Saturday, June 11, 2011

Why Powerful Men Behave Badly

Power on. 
One partial explanation for all the recent bad behavior among powerful men in office is explored in NPR science correspondent Shankar Vedantam's light but interesting piece on All Things Considered yesterday. 
Vedantam interviews social Dutch psychologist Joris Lammers  who finds  activation in the brains of both men and women quickly shifts from areas associated with risk aversion (staying out of trouble) to those associated with reward seeking (getting laid) when subjects are given just a little bump up to their sense of power. 
Even more interesting, Jon Maner, at Florida State,  finds that students given a brief feeling of power were more likely to start flirting with an opposite-sex stranger sitting next to them. Add power, the flirting rises.
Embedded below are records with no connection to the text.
PR #7134, opened 2017-09-17
fix(tabs): update tab output names 

amcdnl:
Updates the tabs to the following new apis per #6677

- `selectChange` to `selectedTabChange`
- `onCentering` to `_onCentering`
- `onCentered` to `_onCentered`


src/lib/tabs/tab-group.ts
```diff
@@ -134,9 +134,16 @@ export class MdTabGroup extends _MdTabGroupMixinBase implements AfterContentInit
...
 
-  /** Event emitted when the tab selection has changed. */
+  /**
+   * Event emitted when the tab selection has changed.
+   * @deprecated Use `selectedTabChange` instead.
+   */
   @Output() selectChange: EventEmitter<MdTabChangeEvent> = new EventEmitter<MdTabChangeEvent>(true);
 
+  /** Event emitted when the tab selection has changed. */
+  @Output() selectedTabChange: EventEmitter<MdTabChangeEvent> =
```
josephperrott: Rather than duplicating the creation of the EventEmitter and then having to call both, why not just have `selectedTabChange` get the `selectChange` value currently.

```ts

/**
 * Event emitted when the tab selection has changed.
 * @deprecated Use `selectedTabChange` instead.
 */
@Output() get selectChange(): EventEmitter<MdTabChangeEvent> {
  return this.selectedTabChange;
}

/** Event emitted when the tab selection has changed. */
@Output() get selectedTabChange(): EventEmitter<MdTabChangeEvent> = 
  new EventEmitter<MdTabChangeEvent>(true);
```

Doing it this way, allows for users to move to the new output, and ultimately allows for the removal of the `@Output` with minimal change to the code in the future as no change is needed below in the file.

amcdnl: Thanks for the suggestion. Updated!

mmalerba:
@amcdnl your closing `mat-tab-body` tag looks like it got turned into a `md-tab-body` tag somehow, mind fixing so I can presubmit?

amcdnl:
@mmalerba - done :)

amcdnl:
@andrewseguin - rebased.

PR #7135, opened 2017-09-17
chore(datepicker): make userSelection output internal

amcdnl:
Updates the datepicker's calendar api per #6677.

- `userSelection` to `_userSelection`. Did not deprecate since its internal only.
- Did not update `selectedChange` to `_selectedChange` because its used for 2-way binding on the `selected` property of the calendar.


mmalerba:
please rebase

amcdnl:
@mmalerba - rebased.

PR #7136, opened 2017-09-17
style(snackbar): remove border radius from center-aligned positions

willshowell:


willshowell:
This was to fix a minor nit of mine, but it looks like the spec is inconsistent.

Shows bottom border radius:
https://storage.googleapis.com/material-design/publish/material_v_12/assets/0B57Y8yNEHsZPVkRWSkNRLVNzQXc/components-toasts-tabletdesktop2.png

Shows no border radii at all:
https://storage.googleapis.com/material-design/publish/material_v_12/assets/0B6Okdz75tqQsLVVnZlF4UEtKRU0/components-snackbar-specs-fabtablet-002.webm

@jelbourn feel free to close if not needed.

josephperrott:
I am not sure why the animation they show has no border radius.  However for tablet/desktop the corners are specifically defined: `2dp rounded corner` so I think we will leave it as 2px for tablet/desktop.

The mobile version does not have this, however we do not yet do the mobile styling as we are still pending our `BreakpointObserver`

willshowell:
@josephperrott Yeah I'm certainly in agreement with the borders having a 2px radius. My proposal is specifically about the corners that align with the viewport edge:

snackbar-border-radius

To me, it's mildly annoying, but easy enough to override myself. I would just like to make sure you didn't think I was proposing to remove all the border radii. 😄

josephperrott:
You are correct, I did misunderstand what you were looking to do, sorry about that.  For now we will leave it as is in the library, though I reached out to some people to determine the official guidance.

willshowell:
Thanks!

willshowell:
@josephperrott any response?

jelbourn:
Response from Material UX: they should always have rounded corners, the place where they don't is a mistake.

willshowell:
Bizarre - it seems like a given to me that you'd want alignment against the viewport, but ack 👍

PR #7146, opened 2017-09-18
build(): retries for travis deploying

DevVersion:
* Now re-runs the given deploy mode a second time if failed the first time. This ensures that deployment works fine most of the time and should also avoid conflicts between different Travis CI jobs that are deplyoing at the same time.


jelbourn:
@DevVersion needs rebase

Subtract power, it dips. "Power-holders tended to touch their subordinates more, they maintained more direct eye contact. They behaved in an overall more flirtatious manner," says Manner. Men and women both, and to the same degree.
And the more power Maner's subjects have, the more likely they are  to overestimate their own desirability and to interpret the behavior of others as flirtatious. In other words, says Vedantam, "when you say 'hello' to someone, an ordinary person thinks you said "hello." A powerful person thinks you meant 'hel-lo.'" It doesn't take a lot of power, either. "A small amount of money in a short laboratory interaction was sufficient to elicit this overestimation of sexual interest," says Maner. 

2 comments:

MaoClare said...

This is fascinating. But it's also interesting that, in profiles of leaders such as Bill Clinton, Eliot Spitzer, their appetites for power, intellectual challenge, food (for Clinton), and sex, predated their powerful positions... so it may also be that men with oversized appetites are those who become leaders.

The Author said...

Good point, MaoClaire! There may also be an amplification effect; these guys start out with big appetites, which--assuming talent and luck and opportunity--land them in postions of power, which reduces their risk aversion and further increases their appetites, which may lead to more power still. Eventually, though, given enough time--and little enough attention to the dangers of risky (bad) behavior--they'll get caught with their pants down either in their private or political lives.